We construct and study a natural compactification ${\bar{M}}^r(N)$ of the moduli scheme $M^r(N)$ for rank-r Drinfeld ${\mathbb{F}}_q[T]$-modules with a structure of level $N\in {\mathbb{F}}_q[T]$. Namely, ${\bar{M}}^r(N)=\mathrm{Proj}\mathbf{Eis}(N)$, the projective variety associated with the graded ring $\mathbf{Eis}(N)$ generated by the Eisenstein series of rank r and level N. We use this to define the ring $\mathbf{Mod}(N)$ of all modular forms of rank r and level N. It equals the integral closure of $\mathbf{Eis}(N)$ in their common quotient field ${\tilde{\mathcal{F}}}_r(N)$. Modular forms are characterized as those holomorphic functions on the Drinfeld space ${\mathrm{\Omega }}^r$ with the right transformation behavior under the congruence subgroup $\mathrm{\Gamma }(N)$ of $\mathrm{\Gamma }=\mathrm{GL}(r,{\mathbb{F}}_q[T])$ (“weak modular forms”) which, along with all their conjugates under $\mathrm{\Gamma }/\mathrm{\Gamma }(N)$, are bounded on the natural fundamental domain F for Γ on ${\mathrm{\Omega }}^r$.

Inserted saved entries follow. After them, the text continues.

PR #3570, opened 2025-02-18
Cache fix

ben851:

Upgrade the actions cache to latest

## What are you changing?

- [x] Github config

OId cache is out of date

## After merging this PR


.github/workflows/smoke_test.yaml
```diff
@@ -31,13 +31,12 @@ jobs:
...
         run: python -m pip install --upgrade pip
 
-      - name: Get packages from cache
-        uses: actions/cache@e12d46a63a90f2fae62d114769bbf2a179198b5c # v3.3.3
+      - uses: actions/cache@1bd1e32a3bdc45362d1e726936510720a7c30a57 # v4.2.0
         with:
-          path: ~/.local
-          key: poetry-${{ runner.os }}-${{ env.PYTHON_VERSION }}-${{ hashFiles('**/poetry.lock') }}
+          path: ~/.cache/pip
+          key: ${{ runner.os }}-pip-${{ hashFiles('**/requirements.txt') }}
```
sastels, line 37: wait, where is this `requirements.txt` file?

sastels: ah this is in the smoke test action. So that's using the api repo, which is poetry, so maybe it should be using the poetry.lock file from that repo for the hash key?

PR #3581, opened 2025-02-19
[MANIFEST] FIX Adding FIDO2_DOMAIN Var to API

P0NDER0SA:

Adding FIDO2_DOMAIN variable to the API. This will fix some errors we have with yubikey and passkey for 2fa in production

## What are you changing?

FIDO2_DOMAIN: "dev.notification.cdssandbox.xyz" (setting this as required by environment)

https://docs.google.com/document/d/1055vlAcC2sXZCka1ogH7zU9QeJzASUhQuWJ_yGd3WPk/edit

## After merging this PR


P0NDER0SA:
> Where do the values for staging/prod come from?

they are found in the production.env and staging.env files in the overrides folder.... the 

> Where do the values for staging/prod come from?

in that particular instance they are pulled from the context variables that are in the process.  We could define them in the staging and production .env files in overrides as well -- either will get the job done.  Let me know if you need more info :)

PR #3588, opened 2025-02-19
Updating Notify Components Helm Overrides

P0NDER0SA:
## What are you changing?

I'm moving the secrets and variables for api to a different file (overrides) so that there is less redundant declarations and the code is easier to understand.

Helm should show no changes as this is meant to work exactly like it did before, but with cleaner code.

this improvement came from the following incident:
https://docs.google.com/document/d/1055vlAcC2sXZCka1ogH7zU9QeJzASUhQuWJ_yGd3WPk/edit

## After merging this PR


P0NDER0SA:
No DIFF! That's great 🥇

ben851 (approved):
LGTM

我们构建并研究自然压实 ${\overline{米}}^r(N)$ 模数方案的 ${米}^r(N)$对于 rank- r Drinfeld${\mathbb{F}}_q[吨]$-具有层次结构的模块 $N\in {\mathbb{F}}_q[吨]$. 即，${\overline{米}}^r(N)=\mathrm{项目}\mathbf{艾斯}(N)$, 与分级环相关的射影变异 $\mathbf{艾斯}(N)$由秩为r和水平为N的爱森斯坦级数生成。我们用它来定义环$\mathbf{模组}(N)$等级r和等级N的所有模形式。它等于的积分闭包$\mathbf{艾斯}(N)$ 在它们的公商域中 ${\stackrel{～}{\mathcal{F}}}_r(N)$. 模形式被表征为 Drinfeld 空间上的那些全纯函数${\mathrm{\Omega }}^r$ 在同余子群下具有正确的变换行为 $\mathrm{\Gamma }(N)$ 的 $\mathrm{\Gamma }=\mathrm{GL}(r,{\mathbb{F}}_q[吨])$ （“弱模形式”），连同它们在 $\mathrm{\Gamma }/\mathrm{\Gamma }(N)$, 有界于Γ on的自然基域F${\mathrm{\Omega }}^r$.